Collected data:
········

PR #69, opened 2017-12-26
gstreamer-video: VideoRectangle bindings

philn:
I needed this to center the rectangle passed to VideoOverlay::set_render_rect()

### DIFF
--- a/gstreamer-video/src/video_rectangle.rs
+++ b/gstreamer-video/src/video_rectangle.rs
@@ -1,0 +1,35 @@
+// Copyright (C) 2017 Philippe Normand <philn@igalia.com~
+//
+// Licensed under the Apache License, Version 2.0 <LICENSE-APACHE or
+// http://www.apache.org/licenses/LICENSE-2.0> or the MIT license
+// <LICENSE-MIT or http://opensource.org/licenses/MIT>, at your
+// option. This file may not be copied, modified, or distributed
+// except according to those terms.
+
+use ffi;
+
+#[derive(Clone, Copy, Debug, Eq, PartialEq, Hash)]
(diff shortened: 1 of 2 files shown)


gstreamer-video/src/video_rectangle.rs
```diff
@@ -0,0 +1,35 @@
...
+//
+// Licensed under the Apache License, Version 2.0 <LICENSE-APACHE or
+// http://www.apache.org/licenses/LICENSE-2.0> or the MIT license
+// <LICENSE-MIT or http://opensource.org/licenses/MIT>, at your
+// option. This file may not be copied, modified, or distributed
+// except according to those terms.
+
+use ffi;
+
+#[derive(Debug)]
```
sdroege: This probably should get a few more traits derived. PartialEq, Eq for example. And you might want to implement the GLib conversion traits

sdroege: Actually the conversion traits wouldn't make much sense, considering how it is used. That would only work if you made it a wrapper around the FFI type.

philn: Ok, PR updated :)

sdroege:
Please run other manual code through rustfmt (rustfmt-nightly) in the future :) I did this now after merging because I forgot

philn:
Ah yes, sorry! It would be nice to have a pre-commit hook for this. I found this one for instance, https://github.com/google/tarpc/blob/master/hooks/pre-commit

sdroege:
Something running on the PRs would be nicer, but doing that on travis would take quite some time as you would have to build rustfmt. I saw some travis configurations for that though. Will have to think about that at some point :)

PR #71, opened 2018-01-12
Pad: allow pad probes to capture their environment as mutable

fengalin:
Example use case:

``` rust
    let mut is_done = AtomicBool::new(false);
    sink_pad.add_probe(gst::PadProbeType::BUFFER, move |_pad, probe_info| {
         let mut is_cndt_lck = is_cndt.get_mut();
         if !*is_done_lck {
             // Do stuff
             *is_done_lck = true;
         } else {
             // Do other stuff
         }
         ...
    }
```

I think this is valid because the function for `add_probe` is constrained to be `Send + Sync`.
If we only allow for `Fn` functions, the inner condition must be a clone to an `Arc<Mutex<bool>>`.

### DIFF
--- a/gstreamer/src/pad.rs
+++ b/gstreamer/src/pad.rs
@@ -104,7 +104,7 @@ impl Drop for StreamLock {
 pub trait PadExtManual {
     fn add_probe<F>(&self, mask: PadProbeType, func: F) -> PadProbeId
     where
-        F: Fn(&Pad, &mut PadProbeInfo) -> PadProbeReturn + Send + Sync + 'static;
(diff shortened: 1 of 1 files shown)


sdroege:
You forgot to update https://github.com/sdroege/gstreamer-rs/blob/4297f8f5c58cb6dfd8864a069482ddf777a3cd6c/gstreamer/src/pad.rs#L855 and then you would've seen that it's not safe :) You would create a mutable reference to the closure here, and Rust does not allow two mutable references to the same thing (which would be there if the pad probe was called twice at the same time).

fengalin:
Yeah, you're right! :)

········

## Problem statement
Once you have read the records above, write them all out exactly.

## Written solution
PR #69, opened 2017-12-26
gstreamer-video: VideoRectangle bindings

philn:
I needed this to center the rectangle passed to VideoOverlay::set_render_rect()

### DIFF
--- a/gstreamer-video/src/video_rectangle.rs
+++ b/gstreamer-video/src/video_rectangle.rs
@@ -1,0 +1,35 @@
+// Copyright (C) 2017 Philippe Normand <philn@igalia.com~
+//
+// Licensed under the Apache License, Version 2.0 <LICENSE-APACHE or
+// http://www.apache.org/licenses/LICENSE-2.0> or the MIT license
+// <LICENSE-MIT or http://opensource.org/licenses/MIT>, at your
+// option. This file may not be copied, modified, or distributed
+// except according to those terms.
+
+use ffi;
+
+#[derive(Clone, Copy, Debug, Eq, PartialEq, Hash)]
(diff shortened: 1 of 2 files shown)


gstreamer-video/src/video_rectangle.rs
```diff
@@ -0,0 +1,35 @@
...
+//
+// Licensed under the Apache License, Version 2.0 <LICENSE-APACHE or
+// http://www.apache.org/licenses/LICENSE-2.0> or the MIT license
+// <LICENSE-MIT or http://opensource.org/licenses/MIT>, at your
+// option. This file may not be copied, modified, or distributed
+// except according to those terms.
+
+use ffi;
+
+#[derive(Debug)]
```
sdroege: This probably should get a few more traits derived. PartialEq, Eq for example. And you might want to implement the GLib conversion traits

sdroege: Actually the conversion traits wouldn't make much sense, considering how it is used. That would only work if you made it a wrapper around the FFI type.

philn: Ok, PR updated :)

sdroege:
Please run other manual code through rustfmt (rustfmt-nightly) in the future :) I did this now after merging because I forgot

philn:
Ah yes, sorry! It would be nice to have a pre-commit hook for this. I found this one for instance, https://github.com/google/tarpc/blob/master/hooks/pre-commit

sdroege:
Something running on the PRs would be nicer, but doing that on travis would take quite some time as you would have to build rustfmt. I saw some travis configurations for that though. Will have to think about that at some point :)

PR #71, opened 2018-01-12
Pad: allow pad probes to capture their environment as mutable

fengalin:
Example use case:

``` rust
    let mut is_done = AtomicBool::new(false);
    sink_pad.add_probe(gst::PadProbeType::BUFFER, move |_pad, probe_info| {
         let mut is_cndt_lck = is_cndt.get_mut();
         if !*is_done_lck {
             // Do stuff
             *is_done_lck = true;
         } else {
             // Do other stuff
         }
         ...
    }
```

I think this is valid because the function for `add_probe` is constrained to be `Send + Sync`.
If we only allow for `Fn` functions, the inner condition must be a clone to an `Arc<Mutex<bool>>`.

### DIFF
--- a/gstreamer/src/pad.rs
+++ b/gstreamer/src/pad.rs
@@ -104,7 +104,7 @@ impl Drop for StreamLock {
 pub trait PadExtManual {
     fn add_probe<F>(&self, mask: PadProbeType, func: F) -> PadProbeId
     where
-        F: Fn(&Pad, &mut PadProbeInfo) -> PadProbeReturn + Send + Sync + 'static;
(diff shortened: 1 of 1 files shown)


sdroege:
You forgot to update https://github.com/sdroege/gstreamer-rs/blob/4297f8f5c58cb6dfd8864a069482ddf777a3cd6c/gstreamer/src/pad.rs#L855 and then you would've seen that it's not safe :) You would create a mutable reference to the closure here, and Rust does not allow two mutable references to the same thing (which would be there if the pad probe was called twice at the same time).

fengalin:
Yeah, you're right! :)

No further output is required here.